Problem to work on:
Below are some entries. Repeat exactly the lines from the one with "Thanks @MichaelSchmidt82, looks" through the one with "brendagutman: Thanks for meeting", and only those.

Excerpts from a dataset
++++

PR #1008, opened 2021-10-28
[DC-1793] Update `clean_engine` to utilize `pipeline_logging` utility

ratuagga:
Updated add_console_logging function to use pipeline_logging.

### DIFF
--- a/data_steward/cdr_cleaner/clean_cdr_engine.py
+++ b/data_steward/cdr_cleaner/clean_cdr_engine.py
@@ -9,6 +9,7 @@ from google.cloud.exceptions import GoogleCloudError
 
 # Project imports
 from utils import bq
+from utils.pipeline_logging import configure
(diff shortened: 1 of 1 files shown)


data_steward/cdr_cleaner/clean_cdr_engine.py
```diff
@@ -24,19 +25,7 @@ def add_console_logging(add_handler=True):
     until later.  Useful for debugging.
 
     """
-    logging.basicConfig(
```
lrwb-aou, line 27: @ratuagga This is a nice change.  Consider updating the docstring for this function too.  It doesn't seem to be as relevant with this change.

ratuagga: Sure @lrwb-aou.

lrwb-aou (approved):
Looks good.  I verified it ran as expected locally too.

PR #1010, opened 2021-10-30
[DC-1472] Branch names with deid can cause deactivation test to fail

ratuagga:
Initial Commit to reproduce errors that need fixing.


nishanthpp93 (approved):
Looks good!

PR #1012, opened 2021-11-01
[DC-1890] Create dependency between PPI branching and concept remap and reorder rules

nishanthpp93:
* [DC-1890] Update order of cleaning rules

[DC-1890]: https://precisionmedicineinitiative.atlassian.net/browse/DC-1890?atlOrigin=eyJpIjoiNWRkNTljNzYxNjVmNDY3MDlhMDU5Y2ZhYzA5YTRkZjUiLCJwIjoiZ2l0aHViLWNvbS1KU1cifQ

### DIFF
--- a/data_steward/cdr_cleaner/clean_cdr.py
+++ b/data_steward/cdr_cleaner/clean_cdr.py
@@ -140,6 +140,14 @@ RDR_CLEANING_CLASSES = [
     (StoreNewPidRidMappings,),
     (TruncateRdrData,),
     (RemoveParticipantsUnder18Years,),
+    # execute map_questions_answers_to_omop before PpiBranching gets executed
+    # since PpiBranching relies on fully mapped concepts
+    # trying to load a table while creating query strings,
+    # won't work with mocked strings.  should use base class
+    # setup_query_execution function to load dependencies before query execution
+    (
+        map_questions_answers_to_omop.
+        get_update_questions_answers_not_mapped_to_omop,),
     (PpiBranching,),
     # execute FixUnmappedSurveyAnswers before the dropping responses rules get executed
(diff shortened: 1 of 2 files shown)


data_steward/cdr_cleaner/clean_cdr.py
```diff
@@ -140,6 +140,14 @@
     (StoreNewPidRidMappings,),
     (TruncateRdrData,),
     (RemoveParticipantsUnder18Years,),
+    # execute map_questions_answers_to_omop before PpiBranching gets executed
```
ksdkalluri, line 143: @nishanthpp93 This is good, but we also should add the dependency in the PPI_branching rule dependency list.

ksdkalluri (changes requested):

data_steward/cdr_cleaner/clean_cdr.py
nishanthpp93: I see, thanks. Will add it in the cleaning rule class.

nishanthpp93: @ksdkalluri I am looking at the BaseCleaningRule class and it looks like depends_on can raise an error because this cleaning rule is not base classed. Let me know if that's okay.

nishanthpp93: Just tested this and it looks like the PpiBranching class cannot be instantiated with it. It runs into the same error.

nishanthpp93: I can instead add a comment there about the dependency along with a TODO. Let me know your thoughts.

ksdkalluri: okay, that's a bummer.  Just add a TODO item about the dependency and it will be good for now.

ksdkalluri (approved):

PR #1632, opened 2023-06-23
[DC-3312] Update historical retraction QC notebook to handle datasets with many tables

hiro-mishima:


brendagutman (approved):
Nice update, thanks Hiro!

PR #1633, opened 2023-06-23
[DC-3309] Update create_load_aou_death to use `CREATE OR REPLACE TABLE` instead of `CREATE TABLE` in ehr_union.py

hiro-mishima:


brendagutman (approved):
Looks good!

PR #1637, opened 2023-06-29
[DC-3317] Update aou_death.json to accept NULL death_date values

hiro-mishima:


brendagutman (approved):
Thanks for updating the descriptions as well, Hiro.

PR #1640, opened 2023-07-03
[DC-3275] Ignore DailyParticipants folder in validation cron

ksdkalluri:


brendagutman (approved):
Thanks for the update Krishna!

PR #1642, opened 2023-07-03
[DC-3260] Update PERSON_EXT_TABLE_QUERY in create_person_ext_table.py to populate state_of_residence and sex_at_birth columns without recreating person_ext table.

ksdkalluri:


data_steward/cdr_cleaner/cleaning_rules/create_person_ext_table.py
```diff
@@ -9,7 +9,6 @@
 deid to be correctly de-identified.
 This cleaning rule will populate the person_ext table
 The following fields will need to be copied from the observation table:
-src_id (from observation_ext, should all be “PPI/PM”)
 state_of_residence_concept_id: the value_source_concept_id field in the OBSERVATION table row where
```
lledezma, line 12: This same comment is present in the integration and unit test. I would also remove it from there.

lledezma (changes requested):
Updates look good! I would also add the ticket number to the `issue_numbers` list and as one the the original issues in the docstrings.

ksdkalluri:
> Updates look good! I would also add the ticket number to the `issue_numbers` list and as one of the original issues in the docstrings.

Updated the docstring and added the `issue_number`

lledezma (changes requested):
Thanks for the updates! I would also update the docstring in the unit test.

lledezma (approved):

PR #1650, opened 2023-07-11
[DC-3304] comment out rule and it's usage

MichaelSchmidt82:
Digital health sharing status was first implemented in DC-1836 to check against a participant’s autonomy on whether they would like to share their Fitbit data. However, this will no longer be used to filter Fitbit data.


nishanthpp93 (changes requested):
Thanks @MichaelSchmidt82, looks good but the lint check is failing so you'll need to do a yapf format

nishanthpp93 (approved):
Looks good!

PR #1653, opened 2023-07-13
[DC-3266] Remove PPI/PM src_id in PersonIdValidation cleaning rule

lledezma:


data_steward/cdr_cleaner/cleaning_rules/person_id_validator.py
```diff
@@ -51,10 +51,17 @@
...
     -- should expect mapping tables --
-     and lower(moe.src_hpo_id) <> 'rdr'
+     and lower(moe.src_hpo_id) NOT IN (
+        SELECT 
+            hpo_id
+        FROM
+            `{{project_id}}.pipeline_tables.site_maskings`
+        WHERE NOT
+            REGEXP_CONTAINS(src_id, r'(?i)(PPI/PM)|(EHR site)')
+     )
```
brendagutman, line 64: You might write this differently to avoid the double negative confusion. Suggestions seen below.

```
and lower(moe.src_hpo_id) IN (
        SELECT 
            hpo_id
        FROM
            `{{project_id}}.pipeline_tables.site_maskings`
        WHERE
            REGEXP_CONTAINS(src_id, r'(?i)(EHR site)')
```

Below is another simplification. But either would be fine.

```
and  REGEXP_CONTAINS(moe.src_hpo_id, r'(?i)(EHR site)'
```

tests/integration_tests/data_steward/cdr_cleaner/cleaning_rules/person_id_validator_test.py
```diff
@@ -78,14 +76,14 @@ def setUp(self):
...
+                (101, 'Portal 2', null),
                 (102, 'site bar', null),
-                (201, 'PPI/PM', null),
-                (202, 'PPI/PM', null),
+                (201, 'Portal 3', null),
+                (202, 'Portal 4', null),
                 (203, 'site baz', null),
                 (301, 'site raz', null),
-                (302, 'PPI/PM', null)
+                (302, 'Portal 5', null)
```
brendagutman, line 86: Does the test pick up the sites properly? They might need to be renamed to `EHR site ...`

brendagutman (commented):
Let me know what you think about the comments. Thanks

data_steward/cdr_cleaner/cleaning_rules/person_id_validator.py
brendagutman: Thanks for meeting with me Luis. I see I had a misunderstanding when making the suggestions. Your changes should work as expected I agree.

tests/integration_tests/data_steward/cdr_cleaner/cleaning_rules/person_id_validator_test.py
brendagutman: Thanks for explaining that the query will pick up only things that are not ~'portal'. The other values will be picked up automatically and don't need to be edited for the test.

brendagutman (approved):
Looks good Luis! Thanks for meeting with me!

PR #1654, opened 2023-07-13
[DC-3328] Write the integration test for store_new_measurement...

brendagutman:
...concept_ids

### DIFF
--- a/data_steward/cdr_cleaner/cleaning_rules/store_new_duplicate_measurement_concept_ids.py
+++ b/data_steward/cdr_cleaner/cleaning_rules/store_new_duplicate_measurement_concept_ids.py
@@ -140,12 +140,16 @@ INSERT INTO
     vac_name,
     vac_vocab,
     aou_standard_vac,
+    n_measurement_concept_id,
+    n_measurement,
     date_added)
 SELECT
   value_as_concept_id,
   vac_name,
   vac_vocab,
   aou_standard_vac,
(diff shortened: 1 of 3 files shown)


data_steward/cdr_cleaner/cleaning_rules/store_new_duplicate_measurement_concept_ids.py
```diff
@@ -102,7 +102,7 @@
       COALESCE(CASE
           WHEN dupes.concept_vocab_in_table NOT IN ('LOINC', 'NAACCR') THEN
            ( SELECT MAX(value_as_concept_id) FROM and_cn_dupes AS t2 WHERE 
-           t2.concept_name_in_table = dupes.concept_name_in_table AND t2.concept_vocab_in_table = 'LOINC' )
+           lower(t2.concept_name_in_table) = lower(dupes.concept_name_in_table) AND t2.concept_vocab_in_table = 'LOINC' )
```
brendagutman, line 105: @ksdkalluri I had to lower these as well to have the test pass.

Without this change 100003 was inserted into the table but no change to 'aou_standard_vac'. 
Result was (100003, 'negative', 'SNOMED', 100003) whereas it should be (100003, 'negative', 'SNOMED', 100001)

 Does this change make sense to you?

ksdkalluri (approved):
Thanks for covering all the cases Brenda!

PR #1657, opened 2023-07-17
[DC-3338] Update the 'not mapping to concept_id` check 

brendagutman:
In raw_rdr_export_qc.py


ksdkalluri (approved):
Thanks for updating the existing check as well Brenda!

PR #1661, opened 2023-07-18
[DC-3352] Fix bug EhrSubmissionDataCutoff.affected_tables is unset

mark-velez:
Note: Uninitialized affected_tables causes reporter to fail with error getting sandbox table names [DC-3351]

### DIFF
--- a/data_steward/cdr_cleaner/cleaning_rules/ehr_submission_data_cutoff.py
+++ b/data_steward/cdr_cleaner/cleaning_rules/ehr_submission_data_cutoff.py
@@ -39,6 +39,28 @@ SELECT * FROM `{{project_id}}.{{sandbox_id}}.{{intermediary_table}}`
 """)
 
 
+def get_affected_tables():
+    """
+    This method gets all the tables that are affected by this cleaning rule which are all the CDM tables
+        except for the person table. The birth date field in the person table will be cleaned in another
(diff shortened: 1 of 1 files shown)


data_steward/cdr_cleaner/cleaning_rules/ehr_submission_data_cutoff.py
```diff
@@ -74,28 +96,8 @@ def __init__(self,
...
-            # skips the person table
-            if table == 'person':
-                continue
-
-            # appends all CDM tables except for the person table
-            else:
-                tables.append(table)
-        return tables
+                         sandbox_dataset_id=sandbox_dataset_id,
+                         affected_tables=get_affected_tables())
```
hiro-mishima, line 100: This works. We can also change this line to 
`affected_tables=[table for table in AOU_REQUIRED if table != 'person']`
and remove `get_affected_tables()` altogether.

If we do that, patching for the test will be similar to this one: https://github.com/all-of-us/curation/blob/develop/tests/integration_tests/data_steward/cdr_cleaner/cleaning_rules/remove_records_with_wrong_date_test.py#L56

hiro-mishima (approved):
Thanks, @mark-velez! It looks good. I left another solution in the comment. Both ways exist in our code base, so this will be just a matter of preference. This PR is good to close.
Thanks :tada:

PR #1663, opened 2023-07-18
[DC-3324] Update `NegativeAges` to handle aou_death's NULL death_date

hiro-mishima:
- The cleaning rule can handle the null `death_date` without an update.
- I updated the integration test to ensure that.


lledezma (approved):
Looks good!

++++

Reply:
Thanks @MichaelSchmidt82, looks good but the lint check is failing so you'll need to do a yapf format

nishanthpp93 (approved):
Looks good!

PR #1653, opened 2023-07-13
[DC-3266] Remove PPI/PM src_id in PersonIdValidation cleaning rule

lledezma:


data_steward/cdr_cleaner/cleaning_rules/person_id_validator.py
```diff
@@ -51,10 +51,17 @@
...
     -- should expect mapping tables --
-     and lower(moe.src_hpo_id) <> 'rdr'
+     and lower(moe.src_hpo_id) NOT IN (
+        SELECT 
+            hpo_id
+        FROM
+            `{{project_id}}.pipeline_tables.site_maskings`
+        WHERE NOT
+            REGEXP_CONTAINS(src_id, r'(?i)(PPI/PM)|(EHR site)')
+     )
```
brendagutman, line 64: You might write this differently to avoid the double negative confusion. Suggestions seen below.

```
and lower(moe.src_hpo_id) IN (
        SELECT 
            hpo_id
        FROM
            `{{project_id}}.pipeline_tables.site_maskings`
        WHERE
            REGEXP_CONTAINS(src_id, r'(?i)(EHR site)')
```

Below is another simplification. But either would be fine.

```
and  REGEXP_CONTAINS(moe.src_hpo_id, r'(?i)(EHR site)'
```

tests/integration_tests/data_steward/cdr_cleaner/cleaning_rules/person_id_validator_test.py
```diff
@@ -78,14 +76,14 @@ def setUp(self):
...
+                (101, 'Portal 2', null),
                 (102, 'site bar', null),
-                (201, 'PPI/PM', null),
-                (202, 'PPI/PM', null),
+                (201, 'Portal 3', null),
+                (202, 'Portal 4', null),
                 (203, 'site baz', null),
                 (301, 'site raz', null),
-                (302, 'PPI/PM', null)
+                (302, 'Portal 5', null)
```
brendagutman, line 86: Does the test pick up the sites properly? They might need to be renamed to `EHR site ...`

brendagutman (commented):
Let me know what you think about the comments. Thanks

data_steward/cdr_cleaner/cleaning_rules/person_id_validator.py
brendagutman: Thanks for meeting with me Luis. I see I had a misunderstanding when making the suggestions. Your changes should work as expected I agree.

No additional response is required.